"If you're bored of laptop, you're bored of life": Fred Again lifts the lid on his love of in-the-box production

fred again
(Image credit: Getty)

Producer Fred Gibson, AKA Fred Again, is rarely out of the headlines these days: when he's not wowing Zane Lowe with his insane finger-drumming skills, he's leading fans on group bike rides around London or blowing up social media with a viral Boiler Room set.

All this hubbub has sparked our curiosity, and got us wondering how exactly the Eno-endorsed producer makes his tunes. Thankfully, Fred sat down with Jamie Lidell last week for a lengthy chat about his approach to music-making, as part of Lidell's Hanging Out With Audiophiles podcast.

In the episode, Fred revealed his love of in-the-box music-making, praising the "laughably limitless" possibilities of a laptop-based set-up and jokingly coining the phrase, "if you're bored of laptop, you're bored of life." He also dove into his musical origins, discussing how after starting off with a four-track recorder when he was 10 years old, he soon progressed to the Logic-centred set-up he still uses today. 

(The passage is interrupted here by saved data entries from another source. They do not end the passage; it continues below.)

PR #221, opened 2019-11-21
improved super schema names

bheni:


go/libraries/doltcore/rowconv/super_schema.go
```diff
@@ -111,55 +145,93 @@ func (ss *SuperSchemaGen) AddSchema(sch schema.Schema) error {
...
+	namedCols := ssg.nameCols()
+
 	colColl, _ := schema.NewColCollection()
-	for tagKind, destTag := range ss.tagKindToDestTag {
-		colName := fmt.Sprintf("%d_%s", tagKind.Tag, tagKind.Kind.String())
+	for tagKind, colName := range namedCols {
+		destTag, ok := ssg.tagKindToDestTag[tagKind]
+
+		if !ok {
+			panic("mismatch between namedCols and tagKindToDestTag")
```
zachmu: More appropriate to return an error here?

go/libraries/doltcore/rowconv/super_schema.go
```diff
@@ -111,55 +145,93 @@ func (ss *SuperSchemaGen) AddSchema(sch schema.Schema) error {
...
+		}
+
 		col := schema.NewColumn(colName, destTag, tagKind.Kind, false)
 
 		var err error
 		colColl, err = colColl.Append(col)
 
 		if err != nil {
-			return nil, err
+			return SuperSchema{}, err
```
zachmu: Probably should be a pointer type now that you're returning a struct rather than an interface

go/libraries/doltcore/rowconv/super_schema.go
```diff
@@ -16,29 +16,73 @@ package rowconv
...
+		panic("Bug: super schema not generated.")
+	}
+
+	return ss.sch
+}
+
+// RowConvForSuperSchema creates a RowConverter for transforming rows with the the given schema to this super schema.
 // This is done by mapping the column tag and type to the super schema column representing that tag and type.
-func RowConvForSuperSchema(sch, super schema.Schema) (*RowConverter, error) {
+func (ss SuperSchema) RowConvForSuperSchema(sch schema.Schema) (*RowConverter, error) {
```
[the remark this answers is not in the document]
bheni: updated

go/libraries/doltcore/rowconv/super_schema.go
```diff
@@ -111,55 +145,93 @@ func (ss *SuperSchemaGen) AddSchema(sch schema.Schema) error {
 	return nil
 }
 
+func (ssg *SuperSchemaGen) nameCols() map[TagKindPair]string {
+	colNames := map[string][]TagKindPair{}
```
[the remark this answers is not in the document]
bheni: no.  changed to make.

go/libraries/doltcore/rowconv/super_schema.go
```diff
@@ -111,55 +145,93 @@ func (ss *SuperSchemaGen) AddSchema(sch schema.Schema) error {
...
+	for tagKind, names := range ssg.names {
+		name := fmt.Sprintf("%d_%s", tagKind.Tag, tagKind.Kind.String())
+		if names.Size() == 1 {
+			name = names.AsSlice()[0]
```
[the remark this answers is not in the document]
bheni: No Zach.

go/libraries/doltcore/rowconv/super_schema.go
bheni: Wanted it to be clearly immutable.

go/libraries/doltcore/rowconv/super_schema.go
bheni: if we hit this, there is a bug.  Likely it occurred when adding schemas.  Want to panic, because it should never get here.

"When I was 15, I got a laptop. So then I could do Logic every minute of every day," Fred told Jamie. "But what that meant is that by the time I met Brian [Eno] - and I know he wouldn't mind me saying this, because he said it himself - I'd spent so much time obsessed with making the laptop my main instrument, and trying to get better at it than I was at like marimba or piano, that my selling point was that I was just able to get around it so quickly, because I had just been using it every minute of every day. So I was very much set in my Logic ways by then, or my laptop ways."

Fred also recalled the moment he realized that Logic could handle MIDI instruments, after working exclusively with audio during his early experiments with the software. "My guitar teacher had Logic, and at the time, I was just used to the four-track, audio, plug the jack in, hit record. So I would use Logic in the same way. And I had my mind blown by all the plugins, and the way I could see the audio file and move things around and all that," he recounted.

"But then I remember the day that my guitar teacher just typed in 'new track', and hit software instrument. I was like... There's a whole other type of track? He was like, yeah, this is this thing called MIDI. I thought, are you mad?! Like... you can now change the individual notes and all of these sounds?! I remember that really well. I remember thinking, I really missed a trick here!" 

Fred went on to discuss his experience of collaborating with Brian Eno, who he met early on in his career at a singing group the pair both attended. "I would go to the singing group, and we'd hang out after everyone left and he'd play me a new synth plugin he'd been messing around with, or something."

"Then I would go away for a week and work for 23 hours of every day, making hundreds and thousands of ideas out of this one simple plugin, so that I could then come back in the next Tuesday and look all casual and be like: oh, yeah, remember that plugin you showed me, I messed around with it a little bit. I'd always try making that really casual, like I hadn't just been awake for 72 hours straight."

Listen to the full episode of Hanging Out With Audiophiles.

Fred Again's latest album, Actual Life 3 (January 1 - September 9 2022) is out now.